● Task to complete
Write out all the data again, exactly as shown.

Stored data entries
PR #981, opened 2024-09-17
Discard faulty params

pereirinha:
- Prevents fatal error when there's corrupted data

### DIFF
--- a/php/traits/trait-params.php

● Answer
PR #981, opened 2024-09-17
Discard faulty params

pereirinha:
- Prevents fatal error when there's corrupted data

### DIFF
--- a/php/traits/trait-params.php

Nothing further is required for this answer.